TASK TO CARRY OUT:
Wherever the word "tmpafter" occurs in the lines below, copy the whole line.
[SUPPLIED DATA]
PR #33158, opened 2025-02-20
Fix extrafield filter with $SEL$ ... IN ...  statement

### LINKED ISSUE #33153: Filter on extrafields not working correctly for IN
### Bug

When using something like `table:ref:rowid::season:IN:$SEL$ rowid FROM llx_season WHERE season_start => CURRENT_DATE AND AND season_end <= CURRENT_DATE` as filter for extrafields the code is. not working properly. I think it's line 1361 in extrafields.class.php

### Dolibarr Version

20.0.1

### Environment PHP

8.1

### Environment Database

_No response_

_No response_

### Attached files

_No response_

kubajznik:
When using something like table:ref:rowid::season:IN:$SEL$ rowid FROM llx_season WHERE season_start => CURRENT_DATE AND AND season_end <= CURRENT_DATE as filter for extrafields the code is. not working properly. I think it's line 1361 in extrafields.class.php

# FIX #33153

### DIFF
--- a/htdocs/core/class/extrafields.class.php
+++ b/htdocs/core/class/extrafields.class.php
@@ -1433,7 +1433,7 @@ class ExtraFields
 						//var_dump($InfoFieldList[4].' -> '.$pos); var_dump($tmpafter);
 						$InfoFieldList[4] = $tmpbefore;
 						if ($tmpafter !== '') {
-							$InfoFieldList = array_merge($InfoFieldList, explode(':', $tmpafter));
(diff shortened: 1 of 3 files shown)


eldy:
It is on purpose that using a SQL request at the place of the data for the list on value in the IN has been sanitized. But:
- Sanitizing was not complete, it was still possible to the subrequest SQL with some requests different than the one in your example
- For cases like yours the <= were lost.

Using your PR, I have fixed the 2 points differently into v21.

eldy:
Can you try with last version in develop branch if it is ok now  for your use case ?

PR #33172, opened 2025-02-21
Add original object for hook selectForFormsListWhere

BenjaminFlr:
When we want to use `selectForFormsListWhere` hook, the only way to get information about the original object, from a card for example, is using a global variable.

Maybe it could be interesting to get this object directly in `$parameters` array.


eldy:
The code called by an external module may also need a lot of other information. We can't provide on any dolibarr function all the object than an external modulemay need just to avoid this external module to get the value using a global $parametertoget.
This will overload the code of dolibarr for a need that is not a dolibarr need but a need of an external module. We must do it when there is no solution, but here the use of global is possible and even if it is "cleaner" if we take into consideration both dolibarr+modules, in a Dolibarr only context it adds a technical debt. So i prefer to discard it for the moment.

BenjaminFlr:
Thanks for your answer @eldy . But in fact, I'm not sure to understand what can be done with this hook if we don't get anything but the object from which this function is called. For sure I've got the list of objects, but I can't filter anything without more information related to the current page.

Of course I can use a "global". But I've got to check if we only get the context.

PR #33175, opened 2025-02-21
Fix formai class to make ai prompt code to be more general

Hystepik:
+ Move of ajax function in a specific php function to have a generic function
+ set timeout of display ai prompt call to 30 seconds


htdocs/core/class/html.formai.class.php
```diff
@@ -131,112 +134,130 @@ public function getSectionForAIPrompt($function = 'textgeneration', $format = ''
...
-								if (timeoutfinished) {
-									$('#ai_status_message').hide();
-								}
-							},
-							error: function(xhr, status, error) {
-								alert(error);
-								console.error('error ajax', status, error);
-								$('#ai_status_message').hide();
+						$('#ai_status_message".$htmlContent."').hide();
+					}, 30000);
```
eldy, line 146: In a next PR, i recommand to move this value 30000 into a parameter "Time out delay for AI response" in the first tab of setup of AI.

PR #33183, opened 2025-02-21
Qual: Fix phan notices (user)

mdeweerd:
# Qual: Fix phan notices (user)


htdocs/user/class/user.class.php
```diff
@@ -1182,7 +1182,7 @@ public function delrights($rid, $allmodule = '', $allperms = '', $entity = 0, $n
 			// les charactis for the module, permissions and sub-permission of this permission.
 			$sql = "SELECT module, perms, subperms";
 			$sql .= " FROM ".$this->db->prefix()."rights_def";
-			$sql .= " WHERE id = '".$this->db->escape($rid)."'";
+			$sql .= " WHERE id = '".$this->db->escape((string) $rid)."'";
```
eldy, line 1185: As this is an id, you can replace with 
$sql .= " WHERE id = ".((int) $rid);
so no cast is required by database engine

mdeweerd: @eldy For fixing notices, adding `(string) ` to the existing code is faster and safer (and avoids deep analysis):
- Faster because there is no need to remove characters, and I can just repeat my last insert with a "." (in vim);
- Faster also because I had some case where this resulted in more notices (I dont't remember the reason) and I ended up using a simple string cast;
- Safer because there are cases where the variable is incorrectly typed as an int and therefore casting it to an int would result in a bug.

The main goal is to fix the "false" positives so that the rule is no longer ignored for the file (but not "fixing" real positives by simply "hiding" notices).

Casting int to string does not harm in these cases.

I'll fix this one differently.

BTW, this not what is causing the PHPUnit CodingTest failure.

mdeweerd:
@eldy

I updated the CodingTest case so that we get more information about where this occurs in the logs, and it should also be picked up by logToCs so that it is annotated in the `Files changed` tab.
I can make a separate PR for the test update, but it's useful to show the effect here.

I believe this is the case that gave me troubhe in the past, "NOT IN" does not accept int casts.
Which requires to also update the NOT IN query, etc with high risk of introducing bugs.

```plaintext
htdocs/user/class/user.class.php:2177: NotSanitizedString in IN/NOT IN sql query `((int) $this->entity).", 0) AND login = '".$this->db->escape($this->login)."'";...`)
htdocs/user/class/user.class.php:2191: NotSanitizedString in IN/NOT IN sql query `((int) $this->entity).", 0) AND email = '".$this->db->escape($this->email)."'";...`)
```

Do want to update the CodingTest, or not.  As-is it seems useful to remind that the "IN/NOT IN" test is not of any use meaning that there is a copy/paste error and that the lilst to test on was not properly introduced.

Edit: win-ci is disabled, so the impact on the annotations can not be checked in this PR.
[/SUPPLIED DATA]
EXPECTED OUTPUT:
 						//var_dump($InfoFieldList[4].' -> '.$pos); var_dump($tmpafter);
 						if ($tmpafter !== '') {
-							$InfoFieldList = array_merge($InfoFieldList, explode(':', $tmpafter));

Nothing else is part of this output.